With U.S. stock markets trading near their all-time highs, many companies' valuations have become a bit stretched. But there are always bargains to be found if you are willing to turn over enough rocks. We asked a team of Fools to highlight a stock trading near its 52-week low that they think is worth buying today. Read on to see why they picked American Outdoor Brands (NASDAQ:AOBC), Gilead Sciences (NASDAQ:GILD), CVS Health (NYSE:CVS), and Ford (NYSE:F).
This stock is under fire, but it's fighting back
Dan Caplinger (American Outdoor Brands): American Outdoor Brands isn't a familiar name to most investors, but the company formerly known as Smith & Wesson is well known as a premier gun manufacturer. The company decided to change its name to highlight that it makes a variety of other products in addition to its extensive gun offerings, such as laser sighting systems, knives, tree saws, and tactical lighting products. Moreover, American Outdoor Brands produces gun vaults and accessories, along with gunsmithing and reloading tools.
American Outdoor Brands has seen its stock fall recently, in large part because of the results of the U.S. presidential election in November. Many believed that the stock would climb if the Democratic candidate had won, with expectations of stricter gun control restrictions leading many gun enthusiasts to make purchases prior to any such regulations taking effect. However, with the victory of President Trump, the urgency among gun buyers is gone, and investors fear that American Outdoor Brands will see sales suffer as a result.
However, American Outdoor Brands' strategy to emphasize its broader product line should help it sustain growth in the long run. Even if sales fall now, American Outdoor Brands has the quality and brand awareness to prosper for long-term investors.
The cash to cure what ails it
Matt DiLallo (Gilead Sciences): Shares of biotech giant Gilead Sciences have stumbled over the past year, dropping more than 35%. The stock recently hit another 52-week low after reporting disappointing fourth-quarter earnings, with no clear signs of a turnaround in sight. The culprit is declining sales of its hepatitis C franchise, which isn't expected to turn around anytime soon.

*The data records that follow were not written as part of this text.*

PR #1607, opened 2026-09-03
fix(gptme-sessions): blame no longer crashes on uncommitted lines

TimeToBuildBob:
`sessions-blame.py <file> --line N` crashed with an unhandled `CalledProcessError` whenever the target line existed only in the working tree.

```
subprocess.CalledProcessError: Command '['git', 'show', '-s', '--format=...', '0000000000000000000000000000000000000000']' returned non-zero exit status 128.
```

`git blame --porcelain` reports the all-zeros sentinel sha for uncommitted lines; `commit_for_line` passed it straight to `git show`.

## Fix

Detect the sentinel and return an uncommitted `Attribution` instead, timestamped from the blame porcelain's `author-time`/`author-tz` — so `attribute_all` window matching and the trajectory-enrichment fallback still run on it. That is the case that matters most for incident response: *which session made this working-tree edit?* was previously the one question the attribution path could not answer.

## Verification

```
$ uv run pytest packages/gptme-sessions/tests/test_blame.py -q
52 passed
```

New test `test_commit_for_line_uncommitted` asserts `git show` is not invoked for the sentinel sha and that the timestamp is parsed from the porcelain.

End-to-end against a real uncommitted line (previously a traceback):

```
Attribution(sha='000...000', when=2026-09-03 23:18:31+00:00,
            author='Not Committed Yet',
            subject='(uncommitted change in working tree)')
```

Found while attributing an uncommitted trace-test marker that a timed-out session left appended to `SOUL.md` in Bob's brain repo.

### DIFF
--- a/packages/gptme-sessions/src/gptme_sessions/blame.py
+++ b/packages/gptme-sessions/src/gptme_sessions/blame.py
@@ -160,10 +160,50 @@ def commits_for_path(path: str, limit: int = 10) -> list[Attribution]:
     return result
 
 
+#: ``git blame`` reports this sentinel sha for lines that exist only in the
+#: working tree (not yet committed).
+_UNCOMMITTED_SHA = "0" * 40
+
+
+def _uncommitted_attribution(porcelain: str) -> Attribution:
+    """Build an Attribution for a working-tree line from ``git blame`` porcelain.
+
+    ``git blame`` still emits ``author-time``/``author-tz`` for uncommitted
+    lines, so the edit can be placed on the session timeline even though no
+    commit exists to attribute it to.
+    """
+    fields: dict[str, str] = {}
+    for raw in porcelain.split("\n")[1:]:
+        if raw.startswith("\t"):
+            break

That said, Gilead still managed to generate a whopping $16.7 billion of operating cash flow last year. It returned most of that cash to shareholders, buying back $11 billion in stock and paying $2.5 billion in dividends. The company also recently increased the dividend by 10% thanks to that copious cash flow. Even with those increasing shareholder returns, the company was able to add to its cash position, which stood at $32.4 billion at the end of last year.

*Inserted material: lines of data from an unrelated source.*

PR #1608, opened 2026-09-03
fix(gptodo): write waiting_spell_count and first_waiting_since live

TimeToBuildBob:
## Problem

TASKS.md documents two cumulative waiting-history fields:

- `first_waiting_since` — stamped on the **first** waiting entry, never overwritten
- `waiting_spell_count` — "Count of distinct waiting spells. Incremented on every waiting entry."

Nothing implemented either. `gptodo edit <task> --set state waiting` auto-set
`waiting_since` and stopped there:

```
state: active -> waiting
waiting_since: None -> 2026-09-03T22:45:14+00:00
```

The only writer was `scripts/backfill-waiting-spell-count.py` in Bob's workspace — a
one-shot git-history derivation with **no timer and no caller**. So every value in the
tree is frozen at whenever someone last ran it by hand.

## Why it matters

`waiting_spell_count` is the re-park signal. `task_metadata_hygiene_audit.py` check 16
(`erik_gate_repark`) treats `>= 3` as "read the blocker, don't extend it", and the
erik-gate audit taxonomy uses the same threshold. A counter that only moves on a manual
backfill reads **systematically low**, so the check under-reports exactly the tasks that
are being repeatedly re-parked. Sessions that hand-bump it make the data less uniform,
not more.

`first_waiting_since` is the cumulative blocker age that survives re-parks —
`scripts/current-constraint.py` prefers it over `waiting_since` for exactly that reason,
and gets a stale or missing value today.

## Change

Both fields are now written in the same branch that auto-sets `waiting_since`, so the
three can never disagree.

The new-spell discriminator is the **prior state**, not a missing `waiting_since`.
Leaving `waiting` does not clear `waiting_since` (verified by
`test_two_waiting_entries_produce_spell_count_two`), so keying off its absence would
miss precisely the re-parks these fields exist to count.

Also registers both fields in `KNOWN_FRONTMATTER_FIELDS`. They were absent, so
`gptodo lint` warned on frontmatter gptodo itself now writes.

## Tests

Five new tests in `packages/gptodo/tests/test_edit_state_waiting.py`:

- first waiting entry stamps `first_waiting_since` and sets the count to 1
- a re-park after un-park gives count 2 while `first_waiting_since` does **not** move
- `--set state waiting` on an already-waiting task is not a new spell
- a hand-corrupted non-numeric counter recovers to 1 instead of crashing the edit
- both fields are registered in `KNOWN_FRONTMATTER_FIELDS`

`610 passed` across the full `packages/gptodo/tests/` suite; ruff clean.

### DIFF
--- a/packages/gptodo/src/gptodo/cli.py
+++ b/packages/gptodo/src/gptodo/cli.py
@@ -3024,17 +3024,42 @@ def edit(task_ids, set_fields, add_fields, remove_fields, set_subtask, force):
             op == "set" and field == "waiting_for" and value is not None
             for op, field, value in changes
         )
-        if (
-            transitioning_to_waiting
-            and waiting_for_present
-            and not post.metadata.get("waiting_since")
-        ):
+        if transitioning_to_waiting and waiting_for_present:
             from datetime import datetime as _dt, timezone as _tz
 
             # Full ISO datetime for intra-day resolution (ErikBjare request, 2026-06-16).
             # validate_task_frontmatter.py's validate_timestamp() accepts both YYYY-MM-DD
             # and full ISO datetime via datetime.fromisoformat().
-            post.metadata["waiting_since"] = _dt.now(_tz.utc).isoformat(timespec="seconds")
+            _now_iso = _dt.now(_tz.utc).isoformat(timespec="seconds")
+            if not post.metadata.get("waiting_since"):
+                post.metadata["waiting_since"] = _now_iso
+
+            # Cumulative waiting history (TASKS.md schema), written here so it can
+            # never disagree with waiting_since. Both fields were documented but
+            # had no live writer until 2026-09-03 — the only writer was a one-shot
+            # git-history backfill with no caller, so every value in the tree was
+            # frozen at whenever someone last ran it by hand.
+            #
+            # The discriminator is the *prior* state, not a missing waiting_since:
+            # leaving waiting does not clear waiting_since, so its absence would
+            # miss exactly the re-parks these fields exist to count.
+            if _prior_state != "waiting":
+                # first_waiting_since is stamped once and never overwritten — it
+                # is the cumulative blocker age that survives re-parks.
+                _since = post.metadata.get("waiting_since")
+                post.metadata.setdefault(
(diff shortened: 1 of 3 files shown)


TimeToBuildBob:
CI is green and the PR is mergeable. Self-merge remains blocked because no Greptile review has landed yet; the guarded initial-review fallback is still inside its 45-minute grace window, so I did not bypass it or post a raw trigger. Waiting for review, then the policy gate can be rerun.

TimeToBuildBob:
## 🤖 AI code review

The change populates first_waiting_since and waiting_spell_count on transitions into waiting, and adds the new fields to the known frontmatter list. However, re-entering waiting after a non-waiting state leaves an old waiting_since unchanged, making the recorded start of the current waiting spell stale.

### Confidence Score: N/A

**⚠️ P2 medium** — [`packages/gptodo/gptodo/cli.py:3033`](https://github.com/gptme/gptme-contrib/blob/66fcafea34ea496025404a208d2c0db11aad981a/packages/gptodo/gptodo/cli.py#L3033)

When a task enters waiting from a non-waiting state and already has a stale waiting_since left over from a previous spell, the code only assigns _now_iso if waiting_since is falsy. On a re-park, the old timestamp is kept, so waiting_since does not represent the start of the new spell while waiting_spell_count is incremented. This makes the metadata internally inconsistent and can mislead downstream consumers of waiting_since. The current-spell timestamp should be overwritten on a new waiting entry (unless the edit explicitly supplies a different waiting_since), while first_waiting_since remains preserved by setdefault.

```suggestion
When _prior_state != "waiting" and this edit is entering a new waiting spell, set post.metadata["waiting_since"] = _now_iso even if a stale value already exists, unless the edit itself explicitly set waiting_since. Preserve first_waiting_since separately with setdefault.
```

<sub>**How this was verified:** test_two_waiting_entries passes but does not assert waiting_since after the second park, so it does not catch this stale value.</sub>

</details>

<sub>Reviewed `66fcafea34ea` · `openrouter/deepseek/deepseek-v4-flash-0731` · `llm` engine · 641s · [about this reviewer](https://github.com/gptme/gptme-contrib/blob/master/docs/ai-reviewer.md)</sub>

</details>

That cash position might be just the medicine that cures the company's ailing sales because it could use it to make a meaningful acquisition, such as acquiring a company with a compelling late-stage drug pipeline or a fast-selling drug. If Gilead can find the right deal, it could halt the stock's slide by giving investors a reason to be optimistic that sales can grow once again.
Political attention = opportunity
Brian Feroldi (CVS Health): Changes are coming to the Affordable Care Act, while politicians have been accusing pharmacy benefit managers such as CVS Health for driving up the cost of drugs. Mix in competitive pressure that caused the company to cut its guidance, and it is easy to understand why CVS's shares have been tossed into the discount bin.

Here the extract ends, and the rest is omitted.